WASHINGTON — The nation's largest financial institutions will have more time to dispute the results of "stress tests" conducted by federal regulators, several people familiar with the situation said Tuesday.

Though regulators have not specified deadlines in official documents, it has been widely assumed that banks would lodge their complaints by Tuesday before the results are released to the public on May 4.

Now both of those deadlines are murky, according to sources. There is apparently no clear cut-off point for a bank to challenge the stress test results.
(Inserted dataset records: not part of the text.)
PR #1356, opened 2026-08-14
Info for AI

royduin:
The `CLAUDE.md` here is just in case you're working directly on the core. The guideline is for [Laravel Boost](https://laravel.com/docs/boost), currently there are no skills. I did create some but it was kind of copy of the docs which didn't felt very maintainable. We could sync the docs automatically to skills but lets see how this is going with a link to https://docs.rapidez.io/llms.txt which was added in: https://github.com/rapidez/docs/pull/127. Also added a new AI page in the docs: https://github.com/rapidez/docs/pull/128

### DIFF
--- a/resources/boost/guidelines/core.blade.php
+++ b/resources/boost/guidelines/core.blade.php
@@ -12,3 +12,4 @@ IMPORTANT!! For all Rapidez specific questions please check the https://docs.rap
 - Cart, checkout, customer mutations, etc everything that has authentication, is dynamic or need to write to Magento → Magento GraphQL.
 - Search and category filtering → IntantSearch with Elasticsearch or OpenSearch, kept in sync via the indexing commands this package provides.
 - Views are plain Blade — no `.phtml`, no Magento XML layout files.
+- Vue components are renderless; separating the logic of a component from its presentation
--- a/resources/boost/guidelines/core.blade.php
+++ b/resources/boost/guidelines/core.blade.php
@@ -1,0 +1,14 @@
+## Rapidez Core
+
+Rapidez is a headless frontend for Magento 2 built with Laravel, Vue and InstantSearch (with Elasticsearch/Opensearch). `rapidez/core` is the foundation package — it provides the Eloquent models that read the Magento database directly (for catalog, category, CMS data, etc), integrates the Magento GraphQL APIs (for cart, checkout, customer actions, etc), and supplies the base Blade views, routing, and indexing commands that a Rapidez storefront is built on.
+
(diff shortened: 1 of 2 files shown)


resources/boost/guidelines/core.blade.php
indykoning, line 1: Perhaps we should add a line that we use [renderless vue components](https://www.patterns.dev/vue/renderless-components/)

royduin: Added ✅

resources/boost/guidelines/core.blade.php
```diff
@@ -0,0 +1,15 @@
+## Rapidez Core
+
+Rapidez is a headless frontend for Magento 2 built with Laravel, Vue and InstantSearch (with Elasticsearch/Opensearch). `rapidez/core` is the foundation package — it provides the Eloquent models that read the Magento database directly (for catalog, category, CMS data, etc), integrates the Magento GraphQL APIs (for cart, checkout, customer actions, etc), and supplies the base Blade views, routing, and indexing commands that a Rapidez storefront is built on.
+
+Never treat this as a "normal" Laravel e-commerce package: catalog data is read straight from Magento's database schema via Eloquent, not through Magento's own ORM or REST API — GraphQL is only used for write/transactional actions like cart and checkout.
+
+IMPORTANT!! For all Rapidez specific questions please check the https://docs.rapidez.io/llms.txt and the relevant links first!
```
Jade-GG, line 7: Is this really the best way to make sure any LLM understands this? Is there a standardized way to give "important" context? Isn't everything in this file important enough anyway?

Given the sliding context windows issue, if it's really important it should also probably be all the way at the bottom of the file as a precaution. Especially if we expand this list below eventually.

resources/boost/guidelines/core.blade.php
```diff
@@ -0,0 +1,15 @@
...
+
+### Architecture
+
+- Catalog, category, CMS data, etc everything that's we need to read from the Magento → Eloquent models querying the Magento database directly (see `Rapidez\Core\Models\*`)
+- Cart, checkout, customer mutations, etc everything that has authentication, is dynamic or need to write to Magento → Magento GraphQL.
```
Jade-GG, line 12: These 2 instructions don't seem particularly clear to me and I could easily see an LLM tripping up and mixing them up. I'm not an expert on this, but I would personally expect a small table to be easier to interpret.

resources/boost/guidelines/core.blade.php
royduin: - Not sure, I've seen other packages do it and it seem to work fine.
- For the second part; I don't understand what you're saying here.

resources/boost/guidelines/core.blade.php
royduin: So far so good, suggestions are welcome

Meanwhile, the results are still expected to be made public next week, but not necessarily on Monday.

Bank executives from the 19 largest domestic financial institutions filed into their regional Federal Reserve Banks on Friday to learn how they fared under the stress tests. Details from those meetings have started to leak out; The Wall Street Journal reported Tuesday that Bank of America Corp. and Citigroup Inc. were told they will need more capital.

Analysts have also focused on Fifth Third Bancorp of Cincinnati as another candidate to raise more capital.

The Federal Reserve Board has held off on publicly releasing the stress test results as banks sift through the regulators' determinations. Instead, the central bank released its methodology on Friday for conducting the stress test.

The Fed's release was light on numbers and other details but maintained that the financial institutions reviewed remain well capitalized at the moment. The whole point of the stress test, which was unveiled by the Treasury Department in February, is to plan ahead for more turmoil in the next two years and encourage banks to increase capital cushions to absorb bigger losses if economic conditions continue to deteriorate.